Earlier this month, 48 nations and a host of religious groups and other organizations filed briefs with the U.S. Supreme Court seeking to abolish the execution of minors in this country.
Those filing included former President Jimmy Carter, former Soviet President Mikhail Gorbachev, the American Bar Association, the American Medical Association, countries from the European Union, and Canada and Mexico.
As the Supreme Court ponders whether or not the U.S. will continue to allow those under 18 to be subjected to the death sentence, perhaps it should consider whether or not the criminal-justice system is flawless enough to support the death penalty at all.
In 1972, the Supreme Court ruled in Furman vs. Georgia that capital punishment as it was administered by the states was "cruel and unusual punishment" and therefore violated the Eighth Amendment of the U.S. Constitution. The decision was based on findings that the death sentence was disproportionately imposed on minorities and the poor; it resulted in the commutation of the death sentences — from death to life with the possibility of parole — for the more than 600 people on death row in 38 states around the country.
Among these inmates was a man named David Keaton. He was sentenced to death in Florida in July of 1971, after he was convicted of killing a police officer during an armed robbery, based on a coerced confession. In 1974, he was exonerated. He was released from prison in 1979. Keaton has never fully recovered emotionally and psychologically from the experience. Had his sentence not been commuted under Furman, he may have been executed as an innocent man.
The Supreme Court, however, left the door open for states to reform their death-penalty statutes to make them fairer and less discriminatory, and, in 1976, the court allowed the states to resume capital punishment.
But has the system really been reformed?
Last year, Illinois Gov. George Ryan decided to grant clemency to all 167 death-row inmates in his state after holding exhaustive clemency hearings prompted by the discovery that 13 inmates on death row were in fact innocent. Ryan, a conservative Republican who had long been a staunch supporter of the death penalty, was so disturbed by the uneven way in which capital-punishment cases were being handled that he could no longer allow the practice to continue in good conscience.
As Ryan explained, "We now have 13 death-row inmates exonerated. That means that we have more people exonerated from death row than the 12 we executed out of 25. It's like flipping a coin, heads or tails. Live or die.
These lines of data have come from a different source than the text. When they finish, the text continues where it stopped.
PR #655, opened 2024-01-30

doschupp:
With version 3 of the Network Share Mounter, the configuration has changed a little bit and new configuration values are also available.

### DIFF
--- a/Manifests/ManagedPreferencesApplications/de.fau.rrze.NetworkShareMounter.plist
+++ b/Manifests/ManagedPreferencesApplications/de.fau.rrze.NetworkShareMounter.plist
@@ -11,9 +11,9 @@
 	<key>pfm_domain</key>
 	<string>de.fau.rrze.NetworkShareMounter</string>
 	<key>pfm_format_version</key>
-	<integer>2</integer>
+	<integer>1</integer>
 	<key>pfm_last_modified</key>
-	<date>2024-01-30T09:30:00Z</date>
+	<date>2024-01-31T13:04:00Z</date>
 	<key>pfm_platforms</key>
 	<array>
 		<string>macOS</string>
@@ -277,6 +277,6 @@ A profile can consist of payloads with different version numbers. For example, c
 	<key>pfm_unique</key>
 	<true/>
 	<key>pfm_version</key>
-	<integer>1</integer>
+	<integer>2</integer>
 </dict>
 </plist>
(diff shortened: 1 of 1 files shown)


kevinmcox (changes requested):
Thanks for the contribution @doschupp.

Please not the pre-commit error:

> Manifests/ManagedPreferencesApplications/de.fau.rrze.NetworkShareMounter.plist: pfm_format_version should be 1, not 2 (https://github.com/ProfileCreator/ProfileManifests/wiki/Manifest-Format-Versions)

Line 14 needs to revert back to `1` while Line 280 needs to be bumped to `2`.

Manifests/ManagedPreferencesApplications/de.fau.rrze.NetworkShareMounter.plist
```diff
@@ -150,24 +150,119 @@ A profile can consist of payloads with different version numbers. For example, c
...
+					<string>^smb://\S*/.+$</string>
 					<key>pfm_type</key>
 					<string>string</string>
 					<key>pfm_value_placeholder</key>
 					<string>smb://filer.your.domain/share</string>
 				</dict>
 			</array>
 			<key>pfm_title</key>
-			<string>List of Network Shares to Mount</string>
+			<string>Network shares (Deprecated)</string>
```
relgit, line 265: Instead of changing the title to reflect deprecation, could you add the `pfm_app_deprecated` tag to the subkey?

Manifests/ManagedPreferencesApplications/de.fau.rrze.NetworkShareMounter.plist
```diff
@@ -150,24 +150,119 @@ A profile can consist of payloads with different version numbers. For example, c
 			<string>boolean</string>
 		</dict>
 		<dict>
+			<key>pfm_default</key>
```
relgit, line 153: Please add the `pfm_app_min` to all keys introduced with version 2.

relgit (changes requested):

Manifests/ManagedPreferencesApplications/de.fau.rrze.NetworkShareMounter.plist
relgit: My bad, I meant to say version 3, though I see that you did that too. Thanks!

relgit:
I see that the description of the network shares property is also reflecting the deprecation, like the title did, so we need that reverted as well. I'll quickly do that myself so we can merge this with no further delays.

Can you believe that?"
It would be naïve to think that Illinois is the only state in the union that was capable of putting an innocent person to death, and that the problems Ryan encountered were absolutely unique and isolated aberrations.
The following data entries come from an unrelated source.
Issue #10550, opened 2024-09-10
Properly enable LUAJIT_USE_ASAN for Tarantool ASan build 


Buristan:
Since #3071 is closed, it will be nice to enable [the corresponding build flag](https://github.com/tarantool/tarantool/blob/e88d3325ee42aa6265f7f49853adaa02be852274/cmake/luajit.cmake#L69-L82).

PR #10554, opened 2024-09-10
cmake: turn on sysmalloc with ASAN build

mandesero:
This patch enables `LUAJIT_USE_SYSMALLOC` in ASAN build when also GC64 mode is enabled (to avoid allocator and pointer bitness incompatibility).

Closes https://github.com/tarantool/tarantool/issues/10550
Follows up https://github.com/tarantool/tarantool/issues/3071

NO_TEST=internal
NO_DOC=internal
NO_CHANGELOG=internal

### DIFF
--- a/cmake/luajit.cmake
+++ b/cmake/luajit.cmake
@@ -66,17 +66,21 @@ if(ENABLE_VALGRIND)
         "Valgrind support" FORCE)
 endif()
 
-# Enable LuaJIT ASan support. The internal LuaJIT memory allocator
-# is not instrumented yet unfortunately, so to find any memory
-# faults it's worth building LuaJIT with system provided memory
-# allocator (i.e. enable LUAJIT_USE_SYSMALLOC option). However,
-# Tarantool doesn't finalize Lua universe the right way (see the
-# comments near <tarantool_lua_free>), so running Tarantool
-# testing routine with LUAJIT_USE_SYSMALLOC enabled generates
-# false-positive LSan leaks. Return back here to enable
-# LUAJIT_USE_SYSMALLOC, when the issue below is resolved.
-# https://github.com/tarantool/tarantool/issues/3071
+# Enable LuaJIT ASan support.
 if(ENABLE_ASAN)
+    if(LUAJIT_ENABLE_GC64)
+        set(LUAJIT_USE_SYSMALLOC ON CACHE BOOL
+            "System provided memory allocator (realloc/malloc)" FORCE)
+    else()
+        message(WARNING
+            "The internal LuaJIT memory allocator is not instrumented yet,"
+            " so to find any memory faults, it's worth building LuaJIT with"
+            " the system provided memory allocator. This requires enabling"
+            " the LUAJIT_ENABLE_GC64 option, as sysmalloc can only be used"
+            " in GC64 mode. Without it, sysmalloc cannot be used due to"
+            " allocator and pointer bitness incompatibility."
+        )
+    endif()
     set(LUAJIT_USE_ASAN ON CACHE BOOL
         "Build LuaJIT with AddressSanitizer" FORCE)
 endif()


cmake/luajit.cmake
```diff
@@ -69,14 +69,10 @@ endif()
...
-# allocator (i.e. enable LUAJIT_USE_SYSMALLOC option). However,
-# Tarantool doesn't finalize Lua universe the right way (see the
-# comments near <tarantool_lua_free>), so running Tarantool
-# testing routine with LUAJIT_USE_SYSMALLOC enabled generates
-# false-positive LSan leaks. Return back here to enable
-# LUAJIT_USE_SYSMALLOC, when the issue below is resolved.
-# https://github.com/tarantool/tarantool/issues/3071
+# allocator (i.e. enable LUAJIT_USE_SYSMALLOC option).
 if(ENABLE_ASAN)
+    set(LUAJIT_USE_SYSMALLOC ON CACHE BOOL
```
Buristan, line 74: For non-GC64 builds we can't use sysalloc since the bitness of the allocator and pointers should be the same. See [the following build failure](https://github.com/tarantool/tarantool/actions/runs/10793652440/job/29936087657?pr=10554#step:8:3760).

In Washington state, Benjamin Harris was sentenced to death in 1984 for the alleged murder of an auto mechanic. In 1994, U.S. District Court Judge Robert Bryan ruled that his case had been handled so incompetently over the years (he was misadvised by his original attorney to confess to the murder in order to avoid the death penalty, among other things) that he had serious questions about Harris' guilt, and ordered that Harris be retried.
During those 10 years of appeals, Harris came close to being executed on several occasions. Had one of his subsequent lawyers been as incompetent as his first, or an appellate judge not quite as attentive, Washington could have executed an innocent man. While the system did eventually prevent this from happening, it is chilling and unjust that Harris was ever in the position to be racing against the clock to save his own life because he was appointed a lawyer who didn't spend enough time to properly defend him.
Discovering the innocence of any person who has had to live under the ominous shadow of execution is an alarming indication that there are still rampant problems with the machinery through which the death penalty is administered.
Ryan, the former Illinois governor, is currently encouraging all governors to impose moratoriums on the death penalty in their states until these problems are truly resolved beyond any doubt. They would be wise to heed his call.
Kirsten Johnson is a documentary filmmaker originally from the Seattle area whose most recent film, co-directed with Katy Chevigny, is "Deadline," a documentary about capital punishment in the U.S. It will air in a special two-hour presentation of "Dateline" on NBC tonight.